▶ **Your goal**
Check each line below for the word "maximum", then please report how many lines have it and nothing more.

Start of Data to process

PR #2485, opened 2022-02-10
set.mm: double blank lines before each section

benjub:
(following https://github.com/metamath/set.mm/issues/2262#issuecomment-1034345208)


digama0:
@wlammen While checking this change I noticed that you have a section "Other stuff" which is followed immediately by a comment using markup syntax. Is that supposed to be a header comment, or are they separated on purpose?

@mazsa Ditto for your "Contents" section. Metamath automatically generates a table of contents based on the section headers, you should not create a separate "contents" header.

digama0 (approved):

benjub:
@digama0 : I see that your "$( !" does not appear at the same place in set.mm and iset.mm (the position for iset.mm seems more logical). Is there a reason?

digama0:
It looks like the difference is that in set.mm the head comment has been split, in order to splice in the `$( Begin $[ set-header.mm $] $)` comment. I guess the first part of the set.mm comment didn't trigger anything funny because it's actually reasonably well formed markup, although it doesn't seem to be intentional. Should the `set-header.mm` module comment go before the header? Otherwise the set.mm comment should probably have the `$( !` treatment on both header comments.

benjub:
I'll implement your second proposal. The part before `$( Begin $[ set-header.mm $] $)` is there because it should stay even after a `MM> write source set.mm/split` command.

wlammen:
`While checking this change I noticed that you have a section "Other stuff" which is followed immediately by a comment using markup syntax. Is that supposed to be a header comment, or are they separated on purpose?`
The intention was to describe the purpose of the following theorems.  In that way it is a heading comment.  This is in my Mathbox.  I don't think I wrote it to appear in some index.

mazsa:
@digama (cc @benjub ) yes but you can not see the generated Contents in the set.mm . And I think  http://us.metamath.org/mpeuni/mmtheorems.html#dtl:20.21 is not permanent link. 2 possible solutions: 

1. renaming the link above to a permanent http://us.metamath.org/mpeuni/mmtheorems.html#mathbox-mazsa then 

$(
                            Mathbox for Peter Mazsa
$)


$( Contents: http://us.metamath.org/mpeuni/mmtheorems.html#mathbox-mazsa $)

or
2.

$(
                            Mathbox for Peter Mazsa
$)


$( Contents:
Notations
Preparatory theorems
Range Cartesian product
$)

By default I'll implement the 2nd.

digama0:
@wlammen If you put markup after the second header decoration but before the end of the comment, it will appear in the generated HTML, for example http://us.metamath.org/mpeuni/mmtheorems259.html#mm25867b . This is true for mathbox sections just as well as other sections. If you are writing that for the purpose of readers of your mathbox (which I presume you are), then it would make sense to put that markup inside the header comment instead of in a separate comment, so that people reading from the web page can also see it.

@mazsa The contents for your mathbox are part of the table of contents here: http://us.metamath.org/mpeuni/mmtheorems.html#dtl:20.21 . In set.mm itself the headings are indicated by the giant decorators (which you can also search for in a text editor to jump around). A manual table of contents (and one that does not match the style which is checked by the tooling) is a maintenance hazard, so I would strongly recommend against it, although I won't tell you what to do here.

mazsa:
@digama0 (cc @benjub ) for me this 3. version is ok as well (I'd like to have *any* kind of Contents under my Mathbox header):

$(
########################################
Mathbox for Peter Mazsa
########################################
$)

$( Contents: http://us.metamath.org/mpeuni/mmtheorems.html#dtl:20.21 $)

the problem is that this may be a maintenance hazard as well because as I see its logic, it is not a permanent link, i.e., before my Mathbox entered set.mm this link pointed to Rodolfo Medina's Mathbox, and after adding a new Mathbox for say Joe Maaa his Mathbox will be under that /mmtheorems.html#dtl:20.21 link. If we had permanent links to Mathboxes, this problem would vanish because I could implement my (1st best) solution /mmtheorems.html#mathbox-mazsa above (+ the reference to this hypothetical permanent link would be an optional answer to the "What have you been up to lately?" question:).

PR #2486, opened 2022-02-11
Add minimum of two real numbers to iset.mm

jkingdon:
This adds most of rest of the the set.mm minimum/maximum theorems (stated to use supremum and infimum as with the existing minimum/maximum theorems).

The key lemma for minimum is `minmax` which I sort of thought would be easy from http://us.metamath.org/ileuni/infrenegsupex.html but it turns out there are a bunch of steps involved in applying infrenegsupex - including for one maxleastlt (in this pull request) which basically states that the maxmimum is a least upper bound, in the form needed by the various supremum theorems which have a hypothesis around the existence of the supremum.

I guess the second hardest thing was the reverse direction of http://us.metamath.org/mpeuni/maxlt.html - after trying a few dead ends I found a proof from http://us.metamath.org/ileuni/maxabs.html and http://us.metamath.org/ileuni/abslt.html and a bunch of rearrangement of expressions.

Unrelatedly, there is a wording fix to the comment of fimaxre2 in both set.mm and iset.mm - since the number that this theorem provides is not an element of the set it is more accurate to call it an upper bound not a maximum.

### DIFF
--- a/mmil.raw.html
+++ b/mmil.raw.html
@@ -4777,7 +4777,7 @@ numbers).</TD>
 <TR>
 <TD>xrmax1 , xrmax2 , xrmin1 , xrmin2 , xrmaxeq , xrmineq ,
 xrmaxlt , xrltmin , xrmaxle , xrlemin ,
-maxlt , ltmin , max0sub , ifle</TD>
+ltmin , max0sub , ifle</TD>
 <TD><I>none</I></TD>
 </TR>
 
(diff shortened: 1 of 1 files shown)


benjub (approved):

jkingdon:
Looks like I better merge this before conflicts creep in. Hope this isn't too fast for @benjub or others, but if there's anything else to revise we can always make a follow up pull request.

End of Data to process

▶ **Output for this exercise**
2